Issue #1402, opened 2024-03-25
[templ] Gohtml conversion to Templ


verheyenkoen:
This ticket is part of an effort to convert all Gohtml views to Templ. Some of these have already been converted but the bulk is yet to be addressed.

-- Your goal --
Looking back over the listing above, how many lines include the word "Templ"? Give the number and nothing more.

-- Exercise result --
2